Personal details
- Born: 15 August 1951 (age 75) Ballimaran, old Delhi
- Party: Congress (1997-99) Samajwadi Party (2002-08) Bahujan Samaj Party (2008-09) Rashtriya Lok Dal (2010-12) Samajwadi Party (January 2012-July 2012)
- Alma mater: University of Delhi
- Occupation: Politician, Journalist

= Shahid Siddiqui =

Indian politician

Shahid Siddiqui is a former member of the Rajya Sabha, the Upper House of the Indian Parliament representing the state of Uttar Pradesh from 2002 to 2008. He is a journalist and the chief editor of the Nai Duniya, an Urdu weekly published from New Delhi.

== Early life ==
Siddiqui was born in 1951 to a family of journalists and writers. His father, Maulana Abdul Waheed Siddiqui, was a journalist and a leader in India's freedom movement. Shahid was the youngest among his siblings. His eldest brother Ahmed Mustafa Siddiqui Rahi was an author and the editor of several Urdu dailies including Nai Duniya. His brother Khalid Mustafa Siddiqui was the editor of Urdu digests Huma and Pakeeza Anchal and Hindi magazine Mahekta Anchal.

He showed interest in writing in the Urdu language when he was twelve years old. He studied political science at Zakir Husain Delhi College (then known as Delhi College) and in 1971, merely a year into college, he started an Urdu fortnightly titled Waqiat. Siddiqui was a leader of Students' Federation of India during his university days. Waqiat closed down in 1973 and Siddiqui revived the daily newspaper Nai Duniya as a weekly magazine in the same year, whilst still being a university student. He went on to teach political science at Deshbandhu College from 1974 to 1986.

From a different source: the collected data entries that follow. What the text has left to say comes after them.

PR #1453, opened 2017-08-30
Renamed doc to docs so it would render nicely on GitHub

bogdanr:
Also it makes it all consistent because some of these have the directory named docs.


noc0lour:
@jmcorgan Yes, no? I'd recommend squashing the commits and force pushing on your branch, but it's a trivial improvement.

jmcorgan:
I'm a little confused at the goal of this PR, can you elaborate?

bogdanr:
This module has the dir named docs:
https://github.com/gnuradio/gnuradio/tree/master/gr-zeromq
and this one doc:
https://github.com/gnuradio/gnuradio/tree/master/gr-vocoder

The naming is not consistent and as you can see, in the first case github renders documentation out of the box, which makes it a bit more user-friendly.

noc0lour:
And it would make naming consisten across all modules (:

mbr0wn:
Manually merged.

PR #1455, opened 2017-09-01
Add threshold to plateau and S&C OFDM sync

michaelld:
Adding a threshold callback and set / get allows more dynamic use of the S&C OFDM sync block. With a default threshold of 0.9, the S&C OFDM sync block has a lower noise threshold than the header or payload (e.g., if encoded using FEC). These changes allow selection of the mid-level threshold (e.g., 0.5) such that FEC can be used with benefits. In my testing, the GRC blocks are backward compatible with the current ones, as they set default values for the threshold and otherwise change nothing.

### DIFF
--- a/gr-blocks/include/gnuradio/blocks/plateau_detector_fb.h
+++ b/gr-blocks/include/gnuradio/blocks/plateau_detector_fb.h
@@ -61,6 +61,9 @@ namespace gr {
 	* \param threshold Anything above this value is considered a plateau
 	*/
        static sptr make(int max_len, float threshold=0.9);
+
+       virtual void set_threshold(float threshold) = 0;
+       virtual float threshold() const = 0;
     };
 
   } // namespace blocks
--- a/gr-blocks/lib/plateau_detector_fb_impl.cc
+++ b/gr-blocks/lib/plateau_detector_fb_impl.cc
@@ -86,6 +86,16 @@ namespace gr {
       return i;
     }
 
+    void plateau_detector_fb_impl::set_threshold(float threshold)
+    {
+      d_threshold = threshold;
+    }
+
+    float plateau_detector_fb_impl::threshold() const
+    {
+      return d_threshold;
+    }
+
   } /* namespace blocks */
 } /* namespace gr */
 
--- a/gr-blocks/lib/plateau_detector_fb_impl.cc
+++ b/gr-blocks/lib/plateau_detector_fb_impl.cc
@@ -61,6 +61,9 @@ namespace gr {
                       gr_vector_const_void_star &input_items,
                       gr_vector_void_star &output_items)
     {
+      // thread-safe protection from ::set_threshold
+      gr::thread::scoped_lock l (d_setlock);
+
       const float *in = (const float *) input_items[0];
       unsigned char *out = (unsigned char *) output_items[0];
       int flank_start;
@@ -88,6 +91,8 @@ namespace gr {
 
     void plateau_detector_fb_impl::set_threshold(float threshold)
     {
+      // thread-safe protection from ::set_threshold
+      gr::thread::scoped_lock l (d_setlock);
       d_threshold = threshold;
     }
 
--- a/gr-blocks/lib/plateau_detector_fb_impl.h
+++ b/gr-blocks/lib/plateau_detector_fb_impl.h
@@ -44,6 +44,9 @@ class plateau_detector_fb_impl : public plateau_detector_fb
                       gr_vector_int &ninput_items,
                       gr_vector_const_void_star &input_items,
                       gr_vector_void_star &output_items);
+
+  virtual void set_threshold(float threshold);
+  virtual float threshold() const;
 };
 
   } // namespace blocks
--- a/gr-digital/include/gnuradio/digital/ofdm_sync_sc_cfb.h
+++ b/gr-digital/include/gnuradio/digital/ofdm_sync_sc_cfb.h
@@ -71,8 +71,13 @@ namespace gr {
        *  \param use_even_carriers If true, the carriers in the sync preamble are occupied such
        *                     that the even carriers are used (0, 2, 4, ...). If you use all
        *                     carriers, that would include the DC carrier, so be careful.
+       *  \param threshold detection threshold. Default is 0.9.
        */
-      static sptr make(int fft_len, int cp_len, bool use_even_carriers=false);
+      static sptr make(int fft_len, int cp_len, bool use_even_carriers=false,
+                       float threshold=0.9);
+
+      virtual void set_threshold(float threshold) = 0;
+      virtual float threshold() const = 0;
     };
 
   } // namespace digital
--- a/gr-digital/lib/ofdm_sync_sc_cfb_impl.cc
+++ b/gr-digital/lib/ofdm_sync_sc_cfb_impl.cc
@@ -27,7 +27,6 @@
 #include <gnuradio/io_signature.h>
 #include "ofdm_sync_sc_cfb_impl.h"
 
-#include <gnuradio/blocks/plateau_detector_fb.h>
 #include <gnuradio/blocks/complex_to_arg.h>
 #include <gnuradio/blocks/complex_to_mag_squared.h>
 #include <gnuradio/blocks/conjugate_cc.h>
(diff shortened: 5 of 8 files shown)


gr-blocks/include/gnuradio/blocks/plateau_detector_fb.h
```diff
@@ -61,6 +61,9 @@ namespace gr {
 	* \param threshold Anything above this value is considered a plateau
 	*/
        static sptr make(int max_len, float threshold=0.9);
+
+       virtual void set_threshold(float threshold) = 0;
+       virtual float get_threshold() = 0;
```
jmcorgan: Our coding style for getters is to omit the leading get_ and just use a public function name that is the same as the internal variable name.

jmcorgan:
As this isn't a bug fix, it should be on the master branch.

gr-digital/include/gnuradio/digital/ofdm_sync_sc_cfb.h
```diff
@@ -71,8 +71,13 @@ namespace gr {
...
        *                     that the even carriers are used (0, 2, 4, ...). If you use all
        *                     carriers, that would include the DC carrier, so be careful.
+       *  \param threshold detection threshold. Default is 0.9.
        */
-      static sptr make(int fft_len, int cp_len, bool use_even_carriers=false);
+      static sptr make(int fft_len, int cp_len, bool use_even_carriers=false,
+                       float threshold=0.9);
+
+      virtual void set_threshold(float threshold) = 0;
+      virtual float get_threshold() = 0;
```
jmcorgan: Same issue here, the getters shouldn't include get_.

gr-blocks/include/gnuradio/blocks/plateau_detector_fb.h
michaelld: Ah; OK. So just "threshold" to get the value. NP will do for both.

gr-blocks/include/gnuradio/blocks/plateau_detector_fb.h
```diff
@@ -61,6 +61,9 @@ namespace gr {
 	* \param threshold Anything above this value is considered a plateau
 	*/
        static sptr make(int max_len, float threshold=0.9);
+
+       virtual void set_threshold(float threshold) = 0;
```
mbr0wn: `const float`

gr-blocks/lib/plateau_detector_fb_impl.cc
```diff
@@ -86,6 +86,16 @@ namespace gr {
       return i;
     }
 
+    void plateau_detector_fb_impl::set_threshold(float threshold)
```
mbr0wn: `const float`

gr-blocks/lib/plateau_detector_fb_impl.h
```diff
@@ -44,6 +44,9 @@ class plateau_detector_fb_impl : public plateau_detector_fb
                       gr_vector_int &ninput_items,
                       gr_vector_const_void_star &input_items,
                       gr_vector_void_star &output_items);
+
+  virtual void set_threshold(float threshold);
```
mbr0wn: `const float`

marcusmueller:
Hey, I'd really love to merge this; can you do a `it commit --fixup` and submit the proposed changes (both @jmcorgan rename request as well as @mbr0wn's constness)? Thanks!

michaelld:
LOL I'd forgotten about this PR. Sure I'll fix it up & rebase to current.

gr-blocks/lib/plateau_detector_fb_impl.h
michaelld: I can certainly change these to "const float" ... but I don't see why.

The "const" here just indicates that the "threshold" variable cannot be modified, right? It's a compiler directive & likely won't change the resulting assembly code, and hence I greatly doubt it'll change the runtime performance. I'm pretty sure this variable is not modified in the method implementation, and it's simple enough to change the code to not modify it (just copy to a non-const variable). Even without the const, it doesn't matter if the variable is changed, since it's value is not returned to the caller.

Hence, I don't see a good reason to add the "const" .... unless this is a GREP thing ... ? I haven't had time to look through the coding GREP yet.

michaelld:
OK I've read through GREP 0 draft, and it doesn't cover adding a "const" here ... really not sure the benefit in doing so. If this were a reference, then I'd be all for it. But it's a type float, which is 4 bytes and likely passed via a register anyway (in compiled form). Thoughts?

mbr0wn:
The `const`s are not a hard requirement, it's just generally good practice to use `const` and `constexpr` generously. We don't have a coding guideline GREP yet (GREP 0 doesn't include that), but the C++ Core Guidelines for example call it out explicitly: https://github.com/isocpp/CppCoreGuidelines/blob/master/CppCoreGuidelines.md#S-const

In this PR, the `const`s would do absolutely nothing, but it's just a hint to the compiler that come in useful in avoiding bugs later on. That said, there are definitely cases where using `const` is not necessary and will in fact make code unnecessarily complicated, but const-correctness is one good thing, and giving the compiler as many hints as possible as to the intended use of the code is another one.

mbr0wn:
...for example, the compiler could decide to inline stuff that it wouldn't otherwise.

michaelld:
Of course, the next paragraph is the "Exception" https://github.com/isocpp/CppCoreGuidelines/blob/master/CppCoreGuidelines.md#exception-50
{{{
Function arguments are rarely mutated, but also rarely declared const. To avoid confusion and lots of false positives, don't enforce this rule for function arguments.
}}}

michaelld:
OK so these here are methods, not functions. Whatever. Same applies IMHO. I don't care one way or the other, really, if these are const or not const. I don't think it helps, but if y'all want them const then I'll make them so.

marcusmueller:
Hey, @michaelld, thank you for that. :) I'm really just trying to get this into the release.

I'd agree with you both (and honestly, I think you and Martin aren't even disagreeing); `const` is not strictly useful here to the human reader, it might make inlining easier for the compiler (but then again, a compiler that inlines a setter is probably smart enough to see that it doesn't need to save the old value because the *code* doesn't touch that register). 

Anyway, it's just super nice to have you on boat with this, so really: thanks for having GR's back here, once again :)

michaelld:
OK I redid this commit to be off the current master & fixed the added methods to remove the "get_" part. Tested building in MacPorts with no warnings (or errors).

I did not change the method arguments to "const" since that's contrary to the way the other methods' arguments are declared &, from our discussion, not really necessary. Further, instead of changing such arguments piecemeal, I would suggest a massive change that does them all at the same time (or, a few commits that do them all subsequently) so that their declarations are uniformly the same across all components. This change would be a massive undertaking, of course, but it would start and set a particular coding style -- if this is truly what we want for GR (I'm not convinced it is).

Hmmm ... related: I would agree that the (get) method itself should be const, since it doesn't change the underlying class instantiation. Maybe this is what @mbr0wn wanted in the first place (really)?

michaelld:
@marcusmueller YW & I'm doing what I can. I've got 1 more PR to get in place, after some more testing on my part. It's an almost trivial change, but critical for specific functionality. Saw yesterday that there might already be QA in place that passes, which maybe it shouldn't (or maybe I'm using the block incorrectly). Anyway I'll try to get that going this week still.

michaelld:
Changed (again) so that the (get) method is "const" ... along with the renaming of the (get) method per the above. Now I like what I see & it makes sense.

gr-blocks/lib/plateau_detector_fb_impl.cc
```diff
@@ -86,6 +86,16 @@ namespace gr {
...
+    {
+      d_threshold = threshold;
```
marcusmueller: We should think about thread safety here. What happens if we change the threshold midst-`general_work`?

For now, this is as fine as "any other block<sup>TM</sup>", but if I'm brutally honest, "any other block<sup>TM</sup>" is still broken.

Anyway, not anything that I plan to fix within the scope of this PR, so this is fine to me :)

gr-digital/lib/ofdm_sync_sc_cfb_impl.cc
```diff
@@ -106,6 +108,15 @@ namespace gr {
     {
     }
 
+    void ofdm_sync_sc_cfb_impl::set_threshold(float threshold)
+    {
+      d_plateau_detector->set_threshold(threshold);
+    }
+
+    float ofdm_sync_sc_cfb_impl::threshold() const
```
marcusmueller: yep, excellent.

michaelld:
Indeed thread safety wasn't paramount. Adding in the mutex from gr::block is pretty trivial if you want me to do that.

gr-blocks/lib/plateau_detector_fb_impl.cc
michaelld: Indeed thread safety wasn't paramount. Adding in the mutex from gr::block is pretty trivial if you want me to do that.

michaelld: But, yes, many (most?) GR blocks aren't truly thread-safe when setting variables. "there has got to be a better way"™ ...

marcusmueller: yep, exactly, I have Ideas<sup>TM</sup> about what that better way<sup>TM</sup> should look like, but we can't proactively fix before we've discussed that approach.

If you feel it's really not much work, do add the mutex here. It's the Right Thing<sup>TM</sup> to do :)

michaelld:
OK I just pushed the thread safe changes. Small, quick, simple to understand, and even commented!

marcusmueller:
Narf, now the test builder fails (not your fault). I can't triggeer a rebuild (not in the right group for that), so I'll have to wait till @noc0lour takes care of the rebuild.

mbr0wn:
Failing on unrelated tests now, can thus be merged.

In 1986, Siddiqui became the first journalist to be arrested under the now repealed act TADA. He was imprisoned for 15 days for publishing an interview with the founder of Khalistan movement Jagjit Singh Chohan.

==Political career==
Siddiqui began his political career with the Indian National Congress and was the head of its Minority Cell from 1997–99. He subsequently joined the Samajwadi party and was its National General Secretary from 2002 to 2008 and its Rajya Sabha member till he quit the Samajwadi party on 19 July 2008 and joined its arch-rival, the Bahujan Samaj Party (BSP). He was expelled from the BSP on 14 December 2009 for speaking out against its leader, Mayawati. He joined the Rashtriya Lok Dal on 12 April 2010. He cited his support for the RLD chief, Ajit Singh's demand for the creation of the state of Harit Pradesh as the reason for his joining the RLD. Prior to the 2012 Uttar Pradesh legislative assembly election, Siddiqui resigned from the RLD in protest against its alliance with the Congress party and returned to the Samajwadi party.

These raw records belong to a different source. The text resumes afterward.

PR #1456, opened 2017-09-01
tuntap_pdu: use MTU+14 byte receive buffer for TAP

mmaroti:
The MTU for TUN/TAP interfaces is always the IP frame MTU (1500 bytes). Currently the receive buffer is of size MTU both for TUN and TAP, but for TAP it should be MTU+14 to be able to hold the extra Ethernet header. We fix this and allow the reception of MTU sized IP frames through TAP.


jmcorgan:
This was cherry-picked onto the maint branch as a bug fix.

PR #1458, opened 2017-09-02
doc: improved msg passing section of doxygen usage manual

777arc:
Several changes to msg_passing.dox including:
1. Adding Python versions of message_port_register and pub commands right after the C++ versions
2. Moving examples to the bottom, to improve flow
3. There were a couple portions of redundant explanations
4. I tried to make it more clear that message_port_sub() is not something we usually call ourselves, but is internal to msg_connect(), so as to not confused new people
5. General proofing

### DIFF
--- a/docs/doxygen/other/msg_passing.dox
+++ b/docs/doxygen/other/msg_passing.dox
@@ -14,7 +14,7 @@
 GNU Radio was originally a streaming system with no other mechanism to
 pass data between blocks. Streams of data are a model that work well
 for samples, bits, etc., but are not really the right mechanism for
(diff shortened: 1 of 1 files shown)


docs/doxygen/other/msg_passing.dox
```diff
@@ -57,20 +57,33 @@ to register a new port are:
   void message_port_register_out(pmt::pmt_t port_id)
 \endcode
 
+In Python:
+
+\code
```
mbr0wn: You can flag this as python and doxygen will syntax highlight.

PR #1462, opened 2017-09-08
Added a vector operation mode to the moving average

marcusmueller:
This allows users to average per-element.

Might be very useful for spectrum "condensing" and such.

### DIFF
--- a/gr-blocks/lib/moving_average_XX_impl.cc.t
+++ b/gr-blocks/lib/moving_average_XX_impl.cc.t
@@ -1,6 +1,6 @@
 /* -*- c++ -*- */
 /*
- * Copyright 2008,2010,2013 Free Software Foundation, Inc.
+ * Copyright 2008,2010,2013,2017 Free Software Foundation, Inc.
  *
  * This file is part of GNU Radio
  *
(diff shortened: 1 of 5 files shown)


gr-blocks/lib/moving_average_XX_impl.cc.t
```diff
@@ -95,18 +101,37 @@ namespace gr {
...
+
+        for(unsigned int i = 0; i < num_iter; i++) {
+          sum += in[i+d_length-1];
+          out[i] = sum * d_scale;
+          sum -= in[i];
+        }
+
+      } else { // d_vlen > 1
+        //TODO: VOLKize this zeroing?
+        std::fill(d_sum.begin(), d_sum.end(), (@I_TYPE@)0);
```
mbr0wn: Having spent some time with the C++ standard library, I don't trust these algorithms to be as high-performance as low-level system calls. Although I hate mixing C and C++ calls, a memset here will will have a better chance of being optimal performance.

gr-blocks/lib/moving_average_XX_impl.cc.t
```diff
@@ -95,18 +101,37 @@ namespace gr {
...
+
+        for(unsigned int i = 0; i < d_length - 1; i++) {
+          for(unsigned int elem = 0; elem < d_vlen; elem++) {
+            d_sum[elem] += in[i*d_vlen + elem];
+          }
+        }
+
+        for(unsigned int i = 0; i < num_iter; i++) {
+          for(unsigned int elem = 0; elem < d_vlen; elem++) {
```
mbr0wn: I would not consider this a blocking issue, but these loops seem like they might have more VOLKizing potential.

gr-blocks/lib/moving_average_XX_impl.h.t
```diff
@@ -25,6 +25,8 @@
 #ifndef @GUARD_NAME_IMPL@
 #define @GUARD_NAME_IMPL@
 
+#include <vector>
```
mbr0wn: I don't think we have a standard for this, but it seems like the C++ world in general is standardizing on including standard headers last, not first. This is to avoid the case where you accidentally hide a missing include by pre-including stuff early.

mbr0wn: I would also not consider this a blocking issue.

gr-blocks/python/blocks/qa_moving_average.py
```diff
@@ -87,5 +87,41 @@ def test_02(self):
...
+    def test_03(self):
+        tb = self.tb
+
+        print "setting up"
+        vlen = 5
+        N = 10*vlen
+        seed = 0
+        data = make_random_float_tuple(N, 2**10)
+        data = [int(d*1000) for d in data]
+        print "making blocks"
```
mbr0wn: These print statements should go -- they're not really helpful, they look like someone was debugging segfaults, and they're not Py3k compatible.

marcusmueller:
I don't trust them to be high-performing, either, but I trust them to be
right.

Just a reminder that `float` doesn't mean IEEE754 32-bit float. It might
be some DSP 20 bit floating point for which 0x00000 might not be 0.0f.

Now, realistically, that's never the case. But before I start with
optimizing the zerosetting, I'm just now realizing that I should simply
skip the zeroing, and just initialize the vector with the first summand.
'doh! Should've been doing that form the start!

gr-blocks/python/blocks/qa_moving_average.py
jmcorgan: @marcusmueller please take care of this

marcusmueller: @jmcorgan took care. Please let me know if changeset is OK now; I will then squash commits. By the way, I currently do not like github's PR work flow. Feels like the whole PR-review-update branch-review-… cycle is less clean than the usual "patch via mailing list" approach.

mbr0wn: Let's not have a discussion on the tooling. It is, however, a bit cleaner if you you `--fixup` commits for easier tracking of updates in the git history.

marcusmueller:
I tend to disagree. If I force-push changes to the branch we're
discussing here, then the Github Pull-Request discussion and review UI
becomes completely unusable, since there's no source code state it can
refer to.

mbr0wn:
@marcusmueller Using `--fixup` commits implies *not* force-pushing until reviews are over.

PR #1467, opened 2017-09-18
grc/qtgui: various Python 3 fixes

hauk142:


grc/core/generator/top_block.py
```diff
@@ -227,7 +228,7 @@ def make_port_sig(port):
                 key = port.key
 
             if not key.isdigit():
-                key = repr(key)
+                key = re.findall(r'\d+', key)[0]
```
skoslowski: @hauk142 what is the reasoning for this? it looks like your breaking message connections.

hauk142: Trying to run a generated flowgraph without this fix gives me a NotImplementedError. I've included the error message in the commit message :)

This fix takes for example 'in2' and changes it to 2.

skoslowski: Yes, that should have been in a WIP commit. Didn't realize that got merged. Checkout _init_ports() in block.py. Removing in and out there allows you to revert this change here

hauk142: Right! I'll have a look

PR #1469, opened 2017-09-21
cmake: fix build issue with introduction with -std=c99 define

noc0lour:
This PR fixes an issue introduced with #1424.
volk uses the `asm` keyword which is only defined in GNU extensions and is not present in builds with `-std=c99` for older GCC versions.

@michaelld Will this break cppunit again?

### DIFF
--- a/CMakeLists.txt
+++ b/CMakeLists.txt
@@ -71,19 +71,15 @@ ELSE()
 ENDIF()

=== Expulsion from Samajwadi Party ===
He was expelled from Samajwadi Party in July 2012 for interviewing Gujarat chief minister Narendra Modi on post Godhra anti muslim riots for which Modi is accused of failing to control in time. Modi in that interview had said "Hang me if I am guilty". The cover-page interview ran into six pages and covered issues like state of Muslims in Gujarat, post-Godhra riots and other sensitive issues. Siddiqui termed Samajwadi party's stand of disowning him as a mere joke, saying "I had joined the party in presence of all major Samajwadi Party leaders, including Mulayam Singh Yadav. So this joke is really sad." It is reported in media that his expulsion from Samajwadi Party has irked Muslim leadership.